In his presentation, Dr. Schwartz addressed the key role of a cell given little attention in the literature on atherosclerosis, the macrophage. After providing a basis for understanding the key role of macrophage cell death in precipitation of rupture and hemorrhage in atherosclerotic plaques, he used new, unpublished data to explain the current state of knowledge about the process through which these cells die.

Dr. Schwartz, whose research work utilizes a mouse model of atherosclerosis, began with a comparison review of atherosclerotic lesions in mice and humans. Progression of atherosclerosis in both species moves from reversible fatty streaks to development of complex plaques with thick fibrous caps. In mice, it is clear that these advanced plaques invariably have a cystic, necrotic core (a plaque feature originally described by Virchow). Once this core develops, roughly 80-90% of lesions will quickly show evidence of plaque rupture with hemorrhage near the edges (shoulders) of the lesions.

One contribution from this mouse research is the documentation of macrophage cell death as the precipitating event in the formation of the cystic core and in rupture and hemorrhage at the shoulders of the lesion. If macrophages do not die in the center of the plaque, the necrotic core does not develop. The development of the cystic core is key to the plaque fragility that precedes rupture. Rupture in the lesion's shoulder regions is also preceded by the death of macrophages.

After establishing that macrophages are vital and poorly understood players in the atherosclerotic process, Dr. Schwartz laid out the hypotheses on the cause of macrophage death that have propelled research in the field. The hypotheses involve three molecules: Fas, a ligand vital to apoptotic cell death, oxidized (esterified) low-density-lipoprotein cholesterol, also called oxidized LDL, and caspases, a family of proteases involved in the proteolysis that characterizes apoptotic cell death.

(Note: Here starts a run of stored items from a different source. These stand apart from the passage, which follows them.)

Issue #255, opened 2019-09-30
Ops: make Redis available in k8s deployment


stevejalim:
The changes required for https://github.com/mdn/developer-portal/issues/139 including adding Redis, because Celery no longer works with a postgres backend.

As such, merging the PR for that issue is blocked (or risks breaking staging, in real terms) until redis is available and its location is exposed via a `REDIS_URL` env var.

stevejalim:
Heya @limed - if you have time/headspace for this, that would be epic. It's not super-urgent, though as the Celery PR mentioned above can still be reviewed etc.

limed:
@stevejalim see #261 I believe that even exposing the environment variable the app still needs a celery worker? If so let me know

limed:
See https://github.com/mdn/infra/pull/305 where the redis cluster was created in AWS

stevejalim:
> limed: I believe that even exposing the environment variable the app still needs a celery worker? If so let me know

@limed yeah you're right. Having redis available is only half the deal, but it at least lets Django put Celery jobs into redis and not `500` because it can't find Redis. 

The next step is, indeed, getting k8s to run a Celery worker process. It's going to probably have to come after https://github.com/mdn/developer-portal/pull/256 is merged, else the worker will die. I'll make a separate ticket for it now

stevejalim:
That separate ticket is https://github.com/mdn/developer-portal/issues/267

Issue #252, opened 2019-09-28
Consider adding link to live static site in flashes


stevejalim:
When a page is published, wagtail shows a link to view the live page. There are also lots of links around to visit the live page. These links point to the CMS's live pages.

Now, however, we have a static live version too, should we offer links to that in addition? 

Is this actually a problem at all?

PR #256, opened 2019-09-30
139: Fix auto-creation of static build following publish/unpublish

### LINKED ISSUE #139: Check/fix automatic, post-publish static build
Currently, there are handler for the `published` and `unpublised` Signals, which then trigger a new `subprocess.Process` to build the static site.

Although he didn't cite the supporting evidence, Dr. Schwartz stated that Fas clearly is not the molecular trigger for cell death. In part this is intuitive because macrophages, after their development from monocytes, become activated to produce the Fas molecule themselves.

Oxidized LDL cholesterol not only can kill macrophages, but it has been shown to do so very potently and in a dose response manner. Molecular study of macrophage death triggered by oxidized LDL has identified the presence of caspase activity in the dying cells. Researchers verified that it is a true (apoptotic) response through blockade with the caspase inhibitor called DVD.

Additional research with mice has shown that the pathway of oxidized LDL-caspase acitvity- cell death requires the ability of the cell to form Fas-Fas complexes. This pathway, which ends in creation of P17caspase-3, the molecule Dr. Schwartz termed the canonical killing agent of apoptosis, is very similar to the process that normally leads neutrophils to cell death.

Current and future work may enable researchers to identify targets for therapeutic intervention.